Common treatments for Multiple Sclerosis (MS) include glatiramer acetate, dimethyl fumarate, and teriflunomide. Glatiramer acetate can cause local injection site reactions such as pain and redness. Dimethyl fumarate is associated with gastrointestinal issues, flushing, and a potential decrease in lymphocyte counts. Teriflunomide may lead to liver toxicity, gastrointestinal disturbances, and hair thinning. These side effects are important considerations for patients and healthcare providers when selecting an appropriate MS treatment.

What prior FDA approvals exist?

The FDA has approved several treatments for Multiple Sclerosis (MS), including disease-modifying therapies (DMTs) that target various pathways involved in the disease. While Evobrutinib, a Bruton's Tyrosine Kinase (BTK) inhibitor, is currently under investigation, other BTK inhibitors like ibrutinib have been explored for different conditions. For MS, approved treatments include interferon beta drugs, glatiramer acetate, and newer oral medications such as fingolimod, dimethyl fumarate, and teriflunomide. Monoclonal antibodies like natalizumab, ocrelizumab, and alemtuzumab have also been approved, offering various mechanisms of action to manage the disease.

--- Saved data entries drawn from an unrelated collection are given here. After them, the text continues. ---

Issue #291, opened 2026-01-01
Staging enforcement adds redundant equality constraints


TalDerei:
For stages that consist mostly of `Elements` (preamble ~141 wires, query ~67, eval ~36), calling `.enforced()` on the stage adds wasted allocations (multiplication gates) and linear constraints per circuit, since `Element` gadgets have no internal constraints to verify. Currently, a workaround is to use `.unenforced()` for `Element` _only_ stages, but what if they contain both `Elements` and `Points`? Ideally, we’d like to call `.enforced()` on the stage and still avoid paying the extra constraint cost for `Elements`.

Some solutions could be:

1. Type-level marker trait `TrivialGadget` for gadgets that should skip the equality constraint, and modify the enforcement injector (`convert_wire()`) to check for this trait. Alternatively, we could play around with the derive macro in [map_gadget](https://github.com/tachyon-zcash/ragu/blob/main/crates/ragu_macros/src/derive/gadget.rs#L258), detect `TrivialGadget` and take a non-enforcing path.

2. Currently, enforcement path is split at the wire level, not gadget level – we could change that and add enforce method on `Gadget` trait, with each gadget defining its own enforcement behavior.

3. We could separate gadget kinds in the staging API itself, and have like a `type EnforcedOutput: GadgetKind<F>;` for `Points` and more complex gadget kinds, and type `ValueOutput: GadgetKind<F>;` for `Elements`. And obviously the `StageGuard` would handle them differently by splitting stage wires between enforced and value parts.

PR #388, opened 2026-01-25
feat(staging): efficient stage enforcement

TalDerei:
already had a local branch experimenting with this, but modified to align closer to https://github.com/tachyon-zcash/ragu/pull/383#issuecomment-3795810887 and closes https://github.com/tachyon-zcash/ragu/issues/291. 

previously, we enforced equality between each fresh wire and stage wire individually. Now we implement a `Consistent` trait and macro with `enforce_consistent()` method to move from wire-level enforcement to gadget-level enforcement. `enforced()` now injects stage wire directly, and then calls `enforce_consistent()` (which as a side-effect eliminates redundant wire allocation/equality constraints for certain gadget invocations).

### DIFF
--- a/crates/ragu_pcd/src/circuits/native/partial_collapse.rs
+++ b/crates/ragu_pcd/src/circuits/native/partial_collapse.rs
@@ -33,8 +33,8 @@
 //! This circuit uses [`error_m`] as its final stage, which inherits in the
 //! following chain:
 //! - [`preamble`] (unenforced)
-//! - [`error_n`] (unenforced)
-//! - [`error_m`] (unenforced)
+//! - [`error_n`] (enforced)
+//! - [`error_m`] (enforced)
 //!
 //! ## Public Inputs
 //!
@@ -152,8 +152,8 @@ impl<C: Cycle, R: Rank, const HEADER_SIZE: usize, FP: fold_revdot::Parameters>
             builder.add_stage::<native_error_m::Stage<C, R, HEADER_SIZE, FP>>()?;
         let dr = builder.finish();
         let preamble = preamble.unenforced(dr, witness.view().map(|w| w.preamble_witness))?;
-        let error_n = error_n.unenforced(dr, witness.view().map(|w| w.error_n_witness))?;
-        let error_m = error_m.unenforced(dr, witness.view().map(|w| w.error_m_witness))?;
+        let error_n = error_n.enforced(dr, witness.view().map(|w| w.error_n_witness))?;
+        let error_m = error_m.enforced(dr, witness.view().map(|w| w.error_m_witness))?;
 
         let unified_instance = &witness.view().map(|w| w.unified_instance);
         let mut unified_output = OutputBuilder::new();
--- a/crates/ragu_pcd/src/circuits/native/stages/error_m.rs
+++ b/crates/ragu_pcd/src/circuits/native/stages/error_m.rs
@@ -7,7 +7,7 @@ use ragu_circuits::{polynomials::Rank, staging};
 use ragu_core::{
     Result,
     drivers::{Driver, DriverValue},
-    gadgets::{Gadget, GadgetKind, Kind},
+    gadgets::{Consistent, Gadget, GadgetKind, Kind},
     maybe::Maybe,
 };
 use ragu_primitives::{
@@ -31,7 +31,7 @@ pub struct Witness<C: Cycle, FP: fold_revdot::Parameters> {
 }
 
 /// Output gadget for the error_m stage.
-#[derive(Gadget)]
+#[derive(Gadget, Consistent)]
 pub struct Output<'dr, D: Driver<'dr>, FP: fold_revdot::Parameters> {
     /// Error term elements for layer 1.
     /// Outer: N claims, Inner: M²-M error terms per claim.
--- a/crates/ragu_pcd/src/circuits/native/stages/error_n.rs
+++ b/crates/ragu_pcd/src/circuits/native/stages/error_n.rs
@@ -7,7 +7,7 @@ use ragu_circuits::{polynomials::Rank, staging};
 use ragu_core::{
     Result,
     drivers::{Driver, DriverValue},
-    gadgets::{Gadget, GadgetKind, Kind},
+    gadgets::{Consistent, Gadget, GadgetKind, Kind},
     maybe::Maybe,
 };
 use ragu_primitives::{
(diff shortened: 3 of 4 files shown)


crates/ragu_circuits/src/staging/builder.rs
```diff
@@ -99,23 +77,36 @@ pub struct StageGuard<'dr, D: Driver<'dr>, R: Rank, S: Stage<D::F, R>> {
...
     ///
-    /// Runs the stage's witness method on the real driver (enforcing all
-    /// internal constraints), then enforces equality between the computed
-    /// wires and the pre-allocated stage wires.
-    pub fn enforced<'a, 'source: 'dr>(
+    /// Runs the stage's witness method on a wireless emulator, substitutes
+    /// the pre-allocated stage wires, then calls `enforce_consistent()` on
+    /// the result to enforce internal constraints (e.g., curve equations
+    /// for Points).
+    pub fn enforced<'source: 'dr>(
```
TalDerei, line 127: basically mimics `unenforced` (injecting stage wires without re-allocation) and then internally calls `enforce_consistent`. the `Preamble` stage is technically the only native stage containing `Points` (via `unified::Output`).

- `error_n: FixedVec<Element>, Element`
- `error_m: FixedVec<FixedVec<Element>>`
- `query: Element, ChildEvaluations`
- `eval: Element, ChildEvaluations`

`endoscalar.rs` still uses `.unenforced()` because their constraints will be enforced by the routing circuits.

crates/ragu_pcd/src/circuits/native/unified.rs
```diff
@@ -150,6 +150,20 @@ pub struct Output<'dr, D: Driver<'dr>, C: Cycle> {
...
+impl<'dr, D: Driver<'dr, F = C::CircuitField>, C: Cycle> Consistent<'dr, D> for Output<'dr, D, C> {
+    fn enforce_consistent(&self, dr: &mut D) -> Result<()> {
+        self.nested_preamble_commitment.enforce_consistent(dr)?;
+        self.nested_s_prime_commitment.enforce_consistent(dr)?;
+        self.nested_error_m_commitment.enforce_consistent(dr)?;
+        self.nested_error_n_commitment.enforce_consistent(dr)?;
+        self.nested_ab_commitment.enforce_consistent(dr)?;
+        self.nested_query_commitment.enforce_consistent(dr)?;
+        self.nested_f_commitment.enforce_consistent(dr)?;
+        self.nested_eval_commitment.enforce_consistent(dr)?;
```
ebfull: This will be risky / dangerous to not have an auto-derive macro for.

TalDerei:
> > Let's add an auto-derive macro that automatically calls to gadget field's `enforce_consistent` but disregards the other fields.
> 
> before the manual impls, initially tried extending `#[derive(Gadget)]` to auto-derive `Consistent` (avoiding another explicit opt-in macro), but the cascading trait bounds were messy, so i'll experiment with a separate `#[derive(Consistent)]` macro.

one of the annoying things here is derive macros can iterate gadget fields, but the `#[derive(Consistent)]` proc macro can't infer that `Point`'s Consistent impl needs `D::F = C::Base`. so types containing points need to specify the bound somehow (attribute or where clause). this applies independent of whether you implement a new macro of extend existing `Gadget`.

crates/ragu_primitives/src/point.rs
```diff
@@ -203,6 +203,21 @@ impl<'dr, D: Driver<'dr, F = C::Base>, C: CurveAffine> Point<'dr, D, C> {
...
+        let x2 = self.x.square(dr)?;
+        let x3 = self.x.mul(dr, &x2)?;
+        let y2 = self.y.square(dr)?;
+
+        dr.enforce_zero(|lc| {
+            lc.add(x3.wire())
+                .add_term(&D::ONE, Coeff::Arbitrary(C::b()))
+                .sub(y2.wire())
+        })
+    }
```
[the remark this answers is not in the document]
ebfull: `Point::alloc` doesn't use `Driver::alloc`

ebfull:
@TalDerei Perhaps this will assist in that particular case: https://github.com/tachyon-zcash/ragu/pull/397

crates/ragu_pcd/src/circuits/native/unified.rs
TalDerei: Implemented explicit `Consistent` auto-derive macro

crates/ragu_core/src/gadgets.rs
```diff
@@ -321,3 +321,25 @@ pub use ragu_macros::Gadget;
...
+/// like `Element`, this is a no-op. For gadgets with internal constraints like
+/// `Point`, this enforces the curve equation using the gadget's existing wires.
+///
+/// This enables efficient staged enforcement by eliminating fresh wire allocations
+/// and equality constraints entirely, making `.enforced()` as efficient as
+/// `.unenforced()` for constraint-free stages while still correctly enforcing
+/// constraints for mixed stages.
+///
+/// Use `#[derive(Consistent)]` to auto-generate implementations that enforce
+/// consistency on all `#[ragu(gadget)]` fields.
```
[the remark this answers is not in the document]
TalDerei: rewrote as a self-contained reference

alxiong (commented):
LGTM! good work on the macro!

just a question.

crates/ragu_pcd/src/circuits/native/partial_collapse.rs
```diff
@@ -152,10 +152,6 @@ impl<C: Cycle, R: Rank, const HEADER_SIZE: usize, FP: fold_revdot::Parameters>
             builder.add_stage::<native_error_m::Stage<C, R, HEADER_SIZE, FP>>()?;
         let dr = builder.finish();
         let preamble = preamble.unenforced(dr, witness.view().map(|w| w.preamble_witness))?;
-
-        // TODO: these are unenforced for now, because error_n/error_m stages
-        // aren't supposed to contain anything (yet) besides Elements, which
-        // require no enforcement logic. Re-evaluate this in the future.
         let error_n = error_n.unenforced(dr, witness.view().map(|w| w.error_n_witness))?;
         let error_m = error_m.unenforced(dr, witness.view().map(|w| w.error_m_witness))?;
```
ebfull: Actually, what we want to do when removing this TODO comment is make these `enforced` at the same time _in one particular circuit_. Because the reason for the TODO was to remind ourselves that these stages weren't enforced in _any_ circuit because of the performance issue this PR addresses.

ebfull (changes requested):

ebfull (approved):

crates/ragu_pcd/src/circuits/native/partial_collapse.rs
TalDerei: oh yeah forgot these needed changing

What other types of research exist?

Promising novel alternatives to Evobrutinib for Multiple Sclerosis patients include: 1. Ocrelizumab: A monoclonal antibody targeting CD20-positive B cells, effective in both relapsing and primary progressive MS. 2. Siponimod: A selective sphingosine-1-phosphate receptor modulator, effective in secondary progressive MS. 3. Cladribine: An oral immunosuppressive drug, effective in relapsing forms of MS. 4. Ofatumumab: A fully human anti-CD20 monoclonal antibody, effective in relapsing MS. These alternatives offer different mechanisms of action and have shown efficacy in clinical trials.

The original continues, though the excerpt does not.